▶ _Exercise objective_: In the records, find every line with the word "json" and copy it out.

Collected data entries
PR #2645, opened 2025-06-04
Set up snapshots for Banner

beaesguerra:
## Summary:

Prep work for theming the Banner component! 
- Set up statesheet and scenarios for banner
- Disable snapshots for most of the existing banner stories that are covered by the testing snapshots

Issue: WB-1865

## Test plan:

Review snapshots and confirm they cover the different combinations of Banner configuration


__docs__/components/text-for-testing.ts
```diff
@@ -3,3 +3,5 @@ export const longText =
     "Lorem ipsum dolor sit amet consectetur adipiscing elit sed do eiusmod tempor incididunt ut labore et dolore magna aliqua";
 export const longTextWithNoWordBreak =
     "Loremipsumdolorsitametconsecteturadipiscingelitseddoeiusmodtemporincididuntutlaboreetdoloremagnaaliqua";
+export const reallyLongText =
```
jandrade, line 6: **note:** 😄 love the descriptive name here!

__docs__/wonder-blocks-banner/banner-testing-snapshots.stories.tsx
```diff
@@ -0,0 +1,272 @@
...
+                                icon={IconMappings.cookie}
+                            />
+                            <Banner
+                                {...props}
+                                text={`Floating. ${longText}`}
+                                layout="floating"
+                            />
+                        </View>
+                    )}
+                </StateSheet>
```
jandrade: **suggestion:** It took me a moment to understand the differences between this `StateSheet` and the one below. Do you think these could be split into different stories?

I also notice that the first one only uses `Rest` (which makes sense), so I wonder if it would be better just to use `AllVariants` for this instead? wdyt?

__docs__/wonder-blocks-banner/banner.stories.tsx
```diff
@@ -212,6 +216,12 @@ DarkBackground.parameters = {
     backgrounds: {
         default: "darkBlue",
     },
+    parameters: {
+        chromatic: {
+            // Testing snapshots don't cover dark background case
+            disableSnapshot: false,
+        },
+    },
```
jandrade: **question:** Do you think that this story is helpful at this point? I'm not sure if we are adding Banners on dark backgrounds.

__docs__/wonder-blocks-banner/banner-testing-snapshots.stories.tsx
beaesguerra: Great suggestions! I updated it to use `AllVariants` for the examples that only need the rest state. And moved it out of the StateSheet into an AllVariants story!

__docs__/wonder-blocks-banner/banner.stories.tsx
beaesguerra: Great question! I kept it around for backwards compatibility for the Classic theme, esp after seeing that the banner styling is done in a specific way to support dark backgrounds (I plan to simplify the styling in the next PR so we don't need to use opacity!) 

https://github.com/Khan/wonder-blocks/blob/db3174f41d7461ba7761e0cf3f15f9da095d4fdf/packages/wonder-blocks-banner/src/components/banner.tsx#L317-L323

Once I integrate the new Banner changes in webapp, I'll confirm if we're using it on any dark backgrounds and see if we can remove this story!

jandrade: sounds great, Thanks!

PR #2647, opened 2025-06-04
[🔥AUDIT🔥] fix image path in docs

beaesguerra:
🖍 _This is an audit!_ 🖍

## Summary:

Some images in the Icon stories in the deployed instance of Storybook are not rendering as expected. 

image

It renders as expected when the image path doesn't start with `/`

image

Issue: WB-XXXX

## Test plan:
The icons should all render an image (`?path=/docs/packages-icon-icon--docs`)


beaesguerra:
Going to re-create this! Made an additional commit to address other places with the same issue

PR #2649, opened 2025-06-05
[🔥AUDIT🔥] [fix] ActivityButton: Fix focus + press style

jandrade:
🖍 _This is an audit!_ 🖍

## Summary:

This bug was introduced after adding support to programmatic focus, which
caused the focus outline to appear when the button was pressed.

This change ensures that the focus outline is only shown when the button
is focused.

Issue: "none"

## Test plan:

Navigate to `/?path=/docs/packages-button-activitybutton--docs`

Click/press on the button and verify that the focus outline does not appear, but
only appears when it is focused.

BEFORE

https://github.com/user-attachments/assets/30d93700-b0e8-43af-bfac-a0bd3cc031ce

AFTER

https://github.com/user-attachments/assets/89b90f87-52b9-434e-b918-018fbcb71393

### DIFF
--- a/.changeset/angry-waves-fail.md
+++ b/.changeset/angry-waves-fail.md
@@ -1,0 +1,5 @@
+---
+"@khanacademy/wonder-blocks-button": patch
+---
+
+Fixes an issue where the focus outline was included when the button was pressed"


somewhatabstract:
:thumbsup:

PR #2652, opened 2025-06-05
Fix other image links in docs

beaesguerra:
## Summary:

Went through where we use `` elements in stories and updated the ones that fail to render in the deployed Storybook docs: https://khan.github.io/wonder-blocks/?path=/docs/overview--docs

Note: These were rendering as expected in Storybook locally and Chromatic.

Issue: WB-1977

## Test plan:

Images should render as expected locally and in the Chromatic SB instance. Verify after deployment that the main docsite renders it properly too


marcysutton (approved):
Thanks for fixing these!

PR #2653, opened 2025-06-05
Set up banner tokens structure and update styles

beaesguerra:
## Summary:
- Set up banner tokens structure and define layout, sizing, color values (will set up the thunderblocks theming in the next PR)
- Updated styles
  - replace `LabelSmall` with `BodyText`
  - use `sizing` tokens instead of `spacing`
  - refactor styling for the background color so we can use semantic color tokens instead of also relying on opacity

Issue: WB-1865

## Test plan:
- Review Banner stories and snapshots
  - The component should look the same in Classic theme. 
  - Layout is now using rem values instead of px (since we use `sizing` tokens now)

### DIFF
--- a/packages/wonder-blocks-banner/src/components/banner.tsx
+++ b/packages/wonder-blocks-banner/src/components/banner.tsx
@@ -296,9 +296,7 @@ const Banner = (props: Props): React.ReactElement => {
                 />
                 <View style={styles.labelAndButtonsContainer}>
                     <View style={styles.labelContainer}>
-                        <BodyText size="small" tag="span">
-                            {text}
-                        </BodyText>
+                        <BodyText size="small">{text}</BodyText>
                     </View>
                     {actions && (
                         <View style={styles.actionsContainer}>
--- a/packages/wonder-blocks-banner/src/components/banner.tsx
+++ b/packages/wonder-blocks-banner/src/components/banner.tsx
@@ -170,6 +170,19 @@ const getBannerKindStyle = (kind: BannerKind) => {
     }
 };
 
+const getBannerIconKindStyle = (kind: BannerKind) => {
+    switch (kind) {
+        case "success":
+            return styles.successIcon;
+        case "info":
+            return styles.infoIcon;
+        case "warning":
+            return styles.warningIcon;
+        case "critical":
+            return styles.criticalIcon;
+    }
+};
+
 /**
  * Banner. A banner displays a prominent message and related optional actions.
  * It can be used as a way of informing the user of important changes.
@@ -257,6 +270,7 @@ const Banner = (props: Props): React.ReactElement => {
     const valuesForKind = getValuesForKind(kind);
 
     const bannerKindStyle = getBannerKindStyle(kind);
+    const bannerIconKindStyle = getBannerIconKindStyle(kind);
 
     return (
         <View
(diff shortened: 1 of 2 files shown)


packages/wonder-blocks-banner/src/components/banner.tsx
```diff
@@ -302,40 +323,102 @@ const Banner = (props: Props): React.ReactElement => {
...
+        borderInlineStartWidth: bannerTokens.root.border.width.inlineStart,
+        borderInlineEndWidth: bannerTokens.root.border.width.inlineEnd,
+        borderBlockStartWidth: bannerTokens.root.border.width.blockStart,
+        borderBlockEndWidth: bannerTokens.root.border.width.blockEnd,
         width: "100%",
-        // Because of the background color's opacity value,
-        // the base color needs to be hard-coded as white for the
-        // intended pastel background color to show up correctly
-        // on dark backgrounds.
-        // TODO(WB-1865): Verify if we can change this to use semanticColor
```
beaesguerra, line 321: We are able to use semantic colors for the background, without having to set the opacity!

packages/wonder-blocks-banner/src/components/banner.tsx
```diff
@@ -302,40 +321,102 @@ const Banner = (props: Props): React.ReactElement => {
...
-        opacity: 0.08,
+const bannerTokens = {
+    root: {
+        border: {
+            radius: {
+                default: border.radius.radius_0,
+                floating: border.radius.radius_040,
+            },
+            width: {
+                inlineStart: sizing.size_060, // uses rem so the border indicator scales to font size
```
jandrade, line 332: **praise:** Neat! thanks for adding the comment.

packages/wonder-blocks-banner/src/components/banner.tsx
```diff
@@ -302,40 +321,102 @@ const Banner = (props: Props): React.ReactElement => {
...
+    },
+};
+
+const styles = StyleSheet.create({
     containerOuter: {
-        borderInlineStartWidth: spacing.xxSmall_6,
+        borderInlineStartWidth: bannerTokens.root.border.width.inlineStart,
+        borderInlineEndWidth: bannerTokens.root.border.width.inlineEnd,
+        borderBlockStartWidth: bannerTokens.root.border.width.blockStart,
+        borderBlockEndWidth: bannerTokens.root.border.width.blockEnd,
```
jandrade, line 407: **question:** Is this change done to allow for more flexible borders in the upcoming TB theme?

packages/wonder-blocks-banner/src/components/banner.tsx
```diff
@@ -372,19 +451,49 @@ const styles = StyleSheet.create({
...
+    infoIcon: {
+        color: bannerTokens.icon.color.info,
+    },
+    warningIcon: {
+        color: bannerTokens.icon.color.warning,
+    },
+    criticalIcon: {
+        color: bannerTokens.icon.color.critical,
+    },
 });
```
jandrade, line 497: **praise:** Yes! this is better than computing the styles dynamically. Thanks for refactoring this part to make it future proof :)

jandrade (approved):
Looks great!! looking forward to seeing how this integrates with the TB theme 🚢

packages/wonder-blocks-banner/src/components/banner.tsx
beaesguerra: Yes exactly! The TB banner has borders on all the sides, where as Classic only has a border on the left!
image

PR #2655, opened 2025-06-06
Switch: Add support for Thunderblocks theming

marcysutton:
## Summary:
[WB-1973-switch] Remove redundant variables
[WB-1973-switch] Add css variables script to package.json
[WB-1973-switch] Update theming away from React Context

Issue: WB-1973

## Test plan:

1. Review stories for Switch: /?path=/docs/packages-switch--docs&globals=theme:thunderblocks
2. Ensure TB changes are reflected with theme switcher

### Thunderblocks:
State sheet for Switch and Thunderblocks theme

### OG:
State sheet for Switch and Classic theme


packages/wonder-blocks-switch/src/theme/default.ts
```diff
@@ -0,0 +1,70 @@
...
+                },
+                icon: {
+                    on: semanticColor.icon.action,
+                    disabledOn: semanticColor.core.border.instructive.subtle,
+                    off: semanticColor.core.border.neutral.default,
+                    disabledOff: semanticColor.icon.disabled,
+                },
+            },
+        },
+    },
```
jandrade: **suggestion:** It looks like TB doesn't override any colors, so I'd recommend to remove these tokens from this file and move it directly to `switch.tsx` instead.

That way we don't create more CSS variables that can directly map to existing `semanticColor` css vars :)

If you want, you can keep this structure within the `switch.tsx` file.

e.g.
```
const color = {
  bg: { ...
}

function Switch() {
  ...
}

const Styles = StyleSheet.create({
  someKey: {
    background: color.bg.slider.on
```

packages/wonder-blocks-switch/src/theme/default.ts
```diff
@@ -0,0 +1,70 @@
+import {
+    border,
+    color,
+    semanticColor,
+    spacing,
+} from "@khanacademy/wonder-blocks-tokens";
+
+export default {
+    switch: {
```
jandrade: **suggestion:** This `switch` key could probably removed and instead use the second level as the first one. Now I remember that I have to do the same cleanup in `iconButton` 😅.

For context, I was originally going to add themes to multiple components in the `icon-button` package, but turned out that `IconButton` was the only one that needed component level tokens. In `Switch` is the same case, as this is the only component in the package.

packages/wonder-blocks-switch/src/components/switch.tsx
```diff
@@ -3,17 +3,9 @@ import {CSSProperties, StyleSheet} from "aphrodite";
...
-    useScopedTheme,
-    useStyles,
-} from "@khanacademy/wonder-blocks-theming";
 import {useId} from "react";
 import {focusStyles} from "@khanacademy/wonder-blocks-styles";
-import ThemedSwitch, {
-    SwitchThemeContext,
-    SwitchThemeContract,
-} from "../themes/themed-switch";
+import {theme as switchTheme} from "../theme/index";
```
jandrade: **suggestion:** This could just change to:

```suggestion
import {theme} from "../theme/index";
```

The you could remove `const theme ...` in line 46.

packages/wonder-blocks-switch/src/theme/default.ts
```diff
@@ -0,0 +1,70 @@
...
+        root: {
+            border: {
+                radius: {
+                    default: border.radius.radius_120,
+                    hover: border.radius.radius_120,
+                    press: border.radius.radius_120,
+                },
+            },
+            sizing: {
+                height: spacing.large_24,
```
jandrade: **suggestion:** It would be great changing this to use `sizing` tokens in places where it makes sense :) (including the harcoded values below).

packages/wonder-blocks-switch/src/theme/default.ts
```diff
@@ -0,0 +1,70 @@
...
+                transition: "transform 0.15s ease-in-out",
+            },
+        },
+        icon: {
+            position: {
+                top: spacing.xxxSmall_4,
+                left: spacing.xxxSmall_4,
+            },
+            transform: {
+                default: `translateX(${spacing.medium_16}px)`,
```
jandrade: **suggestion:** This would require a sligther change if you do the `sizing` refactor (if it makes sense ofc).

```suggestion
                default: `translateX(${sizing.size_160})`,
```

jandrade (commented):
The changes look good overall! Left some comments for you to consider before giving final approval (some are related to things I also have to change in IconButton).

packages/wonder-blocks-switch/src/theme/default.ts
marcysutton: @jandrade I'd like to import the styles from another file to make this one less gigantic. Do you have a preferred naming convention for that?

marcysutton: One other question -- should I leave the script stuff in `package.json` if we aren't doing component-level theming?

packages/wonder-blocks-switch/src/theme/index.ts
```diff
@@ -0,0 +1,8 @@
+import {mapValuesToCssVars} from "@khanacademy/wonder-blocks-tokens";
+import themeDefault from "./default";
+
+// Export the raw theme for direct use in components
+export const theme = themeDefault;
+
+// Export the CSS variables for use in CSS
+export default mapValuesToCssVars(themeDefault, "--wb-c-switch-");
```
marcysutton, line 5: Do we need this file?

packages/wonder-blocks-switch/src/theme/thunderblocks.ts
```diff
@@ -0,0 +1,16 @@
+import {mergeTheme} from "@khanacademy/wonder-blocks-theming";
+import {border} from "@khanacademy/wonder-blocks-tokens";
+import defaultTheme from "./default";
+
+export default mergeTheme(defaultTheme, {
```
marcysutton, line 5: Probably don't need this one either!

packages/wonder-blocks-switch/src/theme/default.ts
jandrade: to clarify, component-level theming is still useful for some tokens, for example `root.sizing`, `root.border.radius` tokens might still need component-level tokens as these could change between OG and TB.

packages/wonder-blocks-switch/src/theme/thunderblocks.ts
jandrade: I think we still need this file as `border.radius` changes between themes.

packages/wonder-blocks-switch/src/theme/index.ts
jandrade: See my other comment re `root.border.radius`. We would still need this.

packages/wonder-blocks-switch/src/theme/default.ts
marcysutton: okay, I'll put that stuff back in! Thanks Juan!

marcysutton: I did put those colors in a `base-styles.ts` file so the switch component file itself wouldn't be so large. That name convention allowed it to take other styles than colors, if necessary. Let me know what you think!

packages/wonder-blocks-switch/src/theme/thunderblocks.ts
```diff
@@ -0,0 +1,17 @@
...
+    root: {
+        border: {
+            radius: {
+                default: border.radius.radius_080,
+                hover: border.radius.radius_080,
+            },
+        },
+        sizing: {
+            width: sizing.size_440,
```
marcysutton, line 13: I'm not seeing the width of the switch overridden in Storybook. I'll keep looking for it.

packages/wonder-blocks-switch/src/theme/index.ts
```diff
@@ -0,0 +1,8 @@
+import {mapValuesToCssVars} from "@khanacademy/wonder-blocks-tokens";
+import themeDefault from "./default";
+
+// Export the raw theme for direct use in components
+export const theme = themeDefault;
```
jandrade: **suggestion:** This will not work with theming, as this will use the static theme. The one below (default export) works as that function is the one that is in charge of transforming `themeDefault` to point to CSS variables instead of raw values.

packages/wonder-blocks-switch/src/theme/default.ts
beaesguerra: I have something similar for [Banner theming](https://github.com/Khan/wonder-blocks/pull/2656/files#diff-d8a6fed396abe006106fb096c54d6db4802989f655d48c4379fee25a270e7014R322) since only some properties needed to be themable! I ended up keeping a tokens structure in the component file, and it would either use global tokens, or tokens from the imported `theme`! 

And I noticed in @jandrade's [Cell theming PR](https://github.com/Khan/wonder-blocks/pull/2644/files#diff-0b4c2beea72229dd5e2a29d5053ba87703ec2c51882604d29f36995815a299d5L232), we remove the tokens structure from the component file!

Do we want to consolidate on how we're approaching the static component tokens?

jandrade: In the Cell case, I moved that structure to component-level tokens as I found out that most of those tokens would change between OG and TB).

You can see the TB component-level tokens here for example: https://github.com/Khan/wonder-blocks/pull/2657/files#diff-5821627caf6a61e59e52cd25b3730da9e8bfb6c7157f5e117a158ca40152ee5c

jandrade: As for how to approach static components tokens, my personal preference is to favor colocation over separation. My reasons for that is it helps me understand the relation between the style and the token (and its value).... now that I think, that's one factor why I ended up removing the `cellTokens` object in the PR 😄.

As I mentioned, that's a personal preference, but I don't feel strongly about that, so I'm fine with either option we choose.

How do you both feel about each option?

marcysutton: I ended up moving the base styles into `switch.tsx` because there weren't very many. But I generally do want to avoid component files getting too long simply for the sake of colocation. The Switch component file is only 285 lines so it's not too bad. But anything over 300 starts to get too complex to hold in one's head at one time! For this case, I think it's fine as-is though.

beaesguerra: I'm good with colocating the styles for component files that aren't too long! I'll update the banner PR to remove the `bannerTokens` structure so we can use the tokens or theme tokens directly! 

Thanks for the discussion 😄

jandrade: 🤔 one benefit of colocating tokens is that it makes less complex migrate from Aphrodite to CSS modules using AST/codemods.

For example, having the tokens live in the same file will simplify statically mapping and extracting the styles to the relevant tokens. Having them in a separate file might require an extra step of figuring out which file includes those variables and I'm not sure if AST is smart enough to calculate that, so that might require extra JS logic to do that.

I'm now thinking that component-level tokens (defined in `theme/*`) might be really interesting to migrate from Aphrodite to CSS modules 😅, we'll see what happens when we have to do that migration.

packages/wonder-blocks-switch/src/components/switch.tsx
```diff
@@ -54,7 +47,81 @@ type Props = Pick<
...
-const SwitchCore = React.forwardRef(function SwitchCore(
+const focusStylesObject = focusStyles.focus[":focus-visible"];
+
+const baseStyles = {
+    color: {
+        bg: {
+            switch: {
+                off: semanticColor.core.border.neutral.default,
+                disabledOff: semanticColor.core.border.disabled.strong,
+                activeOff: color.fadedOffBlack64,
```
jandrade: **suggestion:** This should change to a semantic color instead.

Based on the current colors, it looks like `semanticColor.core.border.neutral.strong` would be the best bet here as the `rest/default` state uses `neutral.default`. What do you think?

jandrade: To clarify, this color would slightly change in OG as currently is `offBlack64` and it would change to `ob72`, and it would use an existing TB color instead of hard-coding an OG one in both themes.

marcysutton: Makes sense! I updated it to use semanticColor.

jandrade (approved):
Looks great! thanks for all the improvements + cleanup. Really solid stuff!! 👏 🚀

▶ _Expected answer_:
[WB-1973-switch] Add css variables script to package.json
marcysutton: One other question -- should I leave the script stuff in `package.json` if we aren't doing component-level theming?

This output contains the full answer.